Behaviour of spent HTR fuel elements in aquatic phases of repository host rock formations
Journal article, 2006
One back-end option for spent HTR fuel elements proposed for future HTR fuel cycles in the EC is an open fuel cycle with direct disposal of
conditioned or non-conditioned fuel elements. This option has already been chosen in Germany due to the political decision to terminate the use
of HTR technology. First integral leaching investigations at Research Centre Juelich on the behaviour of spent HTR fuel in salt brines, typical of
accident scenarios in a repository in salt, proved that the main part of the radionuclide inventory cannot be mobilised as long as the coated particles
do not fail. However, such experiments will not lead to a useful model for performance assessment calculations, because a failure of the coatings
by corrosion will not occur during experimental times of a few years. In order to get a robust and realistic model for the long-term behaviour in
aqueous phases of host rock systems, it is necessary to understand the barrier function of the different parts of an HTR fuel element, i.e. the matrix
graphite, the different coating materials, and the fuel kernel.

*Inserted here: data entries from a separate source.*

PR #2136, opened 2026-04-23
AR-4553

Ghinwa-Arab:
- Migrate Employee Missing Details
- all 'employee list' screen tabs now are shared forms under EmployeePages folder


packages/module-hr/src/pages/employee-missing-details/Form/EmployeeMissingList.js
```diff
@@ -0,0 +1,128 @@
...
+  const columns = [
+    {
+      field: 'pictureUrl',
+      headerName: '',
+      flex: 1,
+      type: 'image'
+    },
+    {
+      field: 'parent.reference',
+      headerName: labels.ref,
```
NoraBitarSM, line 49: label value should be reference instead of parent reference

packages/module-hr/src/pages/employee-missing-details/Form/EmployeeMissingList.js
```diff
@@ -0,0 +1,128 @@
...
+      flex: 1
+    },
+    {
+      field: 'parent.fullName',
+      headerName: labels.name,
```
NoraBitarSM, line 54: label value should be full name instead of parent full name

packages/module-hr/src/pages/employee-missing-details/Form/EmployeeMissingList.js
```diff
@@ -0,0 +1,128 @@
...
+      flex: 2,
+      wrapText: true,
+      autoHeight: true
+    },
+    {
+      field: 'department.name',
+      headerName: labels.department,
```
NoraBitarSM, line 61: department not department name
same for the rest of the columns

NoraBitarSM:
Screenshot 2026-04-24 at 12 07 40 PM

employee window isn't showing a title when opened from employee missing details

NoraBitarSM:
terminate an employee from the employee missing details popup, the window remains open and the fields and save remain editable

packages/module-hr/src/pages/employee-missing-details/Form/EmployeeMissingList.js
```diff
@@ -0,0 +1,128 @@
...
+    queryFn: fetchGridData,
+    endpointId: ReportRepository.EmployeeMissingDetails.RT107b,
+    datasetId: ResourceIds.EmployeeMissingDetails,
+  })
+
+  const {
+    labels: employeeLabels
+  } = useResourceQuery({
+    queryFn: fetchGridData,
+    datasetId: ResourceIds.EmployeeFilter
```
NoraBitarSM: this shouldn't be here since the employee tabs are shared now
the maxAccess and qryLBL are requested each time we open the employee missing details window even when we do not open the employee details

packages/module-hr/src/pages/employee-missing-details/Form/EmployeeMissingList.js
```diff
@@ -0,0 +1,128 @@
...
+  }
+
+  return (
+    <VertLayout>
+      <Grow>
+        <Table
+          name='Employeetable'
+          columns={columns}
+          gridData={data}
+          rowId={['recordId']}
```
NoraBitarSM, line 116: /RT.asmx/RT107b?_fieldId=1&_activeStatus=0 doesn't return a recordId
you should use the value from hireInfo.employeeId or parent.recordId

packages/shared-ui/src/components/Shared/EmployeeListWindow.js
NoraBitarSM, line 1: make it a shared component and use if from both screens employee missing details and employee list

packages/module-hr/src/pages/employee-missing-details/index.js
```diff
@@ -0,0 +1,140 @@
...
+            </Grid>
+          }
+        />
+      </Fixed>
+      <Grow>
+        <Table
+          name='table'
+          columns={columns}
+          gridData={ {list: data }}
+          rowId={['recordId']}
```
NoraBitarSM: RT.asmx/RT107?_activeStatus=0 doesn't return a recordId, 
it returns a fieldId

NoraBitarSM:
Screenshot 2026-04-24 at 5 09 57 PM

still no title

packages/shared-ui/src/components/Shared/EmployeePages/ProfileForm.js
```diff
@@ -58,7 +58,7 @@ const ProfileForm = ({ labels, maxAccess, setStore, store, imageUploadRef, getDa
       placeOfBirth: '',
       hireDate: null,
       gender: 1,
-      activeStatus: 1,
+      activeStatus: activeStatus || true,
```
NoraBitarSM: if you're working with a boolean activeStatus it means that it has only true or false, i prefer if you name it something else related to a boolean value or if you work on enum values like any status field in Argus

NoraBitarSM:
Screenshot 2026-04-27 at 4 10 41 PM

employee terminated, the + button should be hidden or disabled in this case
if the edit button is hidden then how can we see the details of the form ? 

same in the remaining tabs

packages/module-hr/src/pages/employee-missing-details/index.js
```diff
@@ -0,0 +1,140 @@
...
+                />
+            </Grid>
+          }
+        />
+      </Fixed>
+      <Grow>
+        <Table
+          name='table'
+          columns={columns}
+          gridData={ {list: data }}
```
imtithalhalalo: the formatting should be {{ list: data }}

packages/shared-ui/src/components/Shared/EmployeeListWindow.js
```diff
@@ -2,25 +2,25 @@ import { Grid, Box, Typography } from '@mui/material'
...
+import SkillsTab from '@argus/shared-ui/src/components/Shared/EmployeePages/SkillsTab'
+import UserDefinedTab from '@argus/shared-ui/src/components/Shared/EmployeePages/UserDefinedTab'
+
+export default function EmployeeListWindow ({ recordId, labels, maxAccess, employeeStatus, window}) {
   const [activeTab, setActiveTab] = useState(0)
   const [store, setStore] = useState({ recordId: recordId || null, hireDate: null })
   const { getRequest } = useContext(RequestsContext)
   const [quickView, setQuickView] = useState(null)
-
+  const isActive = employeeStatus ? employeeStatus == 1 : true
```
imtithalhalalo: here you want only active is status is 1? if yes it can be just like that 
const isActive = employeeStatus == 1

imtithalhalalo:
image
on asp when i clear status i can clear it and it shows all of them zero
but react it keeps it as All selection

imtithalhalalo:
image
in asp it shows 56 record for employment status but in react when i open it is shows 0 records although it has count 56

imtithalhalalo:
image
image

i removed termination from this record all the other tabs became enabled however react it stays disabled for the other tabs only first tab became enabled

packages/shared-ui/src/components/Shared/EmployeeListWindow.js
Ghinwa-Arab: In new mode, employeeStatus is undefined, so comparing it to 1 returns false, which makes isActive false. As a result, all fields become readOnly. To avoid this, I first check whether employeeStatus is defined and return true by default when it isn’t.

imtithalhalalo (approved):

NoraBitarSM:
there is a glitch that happens in the tables when you open popups in employee missing details
this glitch doesn't happen in job order for example even if i open multiple popups on top of each other (job order, worksheet, issue of materials)
it doesn't happen also in the employee list form so it's not related to the employee window

imtithalhalalo (approved):

PR #2139, opened 2026-04-24
AR-4526

Ghinwa-Arab:
remove Quick Search + change ReportParam Name to SADTD_2 for sales return doc type default and SADTD_1 for invoice doc type default


packages/module-sales/src/pages/sa-trx-dtd/[functionId]/index.js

Therefore, our attention is focused on understanding and modelling the barrier performance of the different parts of an HTR fuel element with
respect to their barrier function, and on the development of an overall model for performance assessment. In order to understand this behaviour,
it is necessary to start with investigations of unirradiated material, and to proceed with experiments with external gamma irradiation to determine
the effects of oxidising radiolysis species. Further experiments with irradiated material have to be performed to investigate the influence of the
irradiation damage, and finally an investigation has to be made of the irradiated material plus additional gamma irradiation. Experimental data are
now available for the diffusive transport of radionuclides in the water-saturated graphite pore system, the corrosion rates of unirradiated graphite
with and without external gamma irradiation and unirradiated and irradiated silicon carbide, and for the dissolution rates of UO2 and (Th,U)O2 fuel
kernels with and without external gamma irradiation. All investigations were performed in aquatic phases from salt, granite, and clay host rock.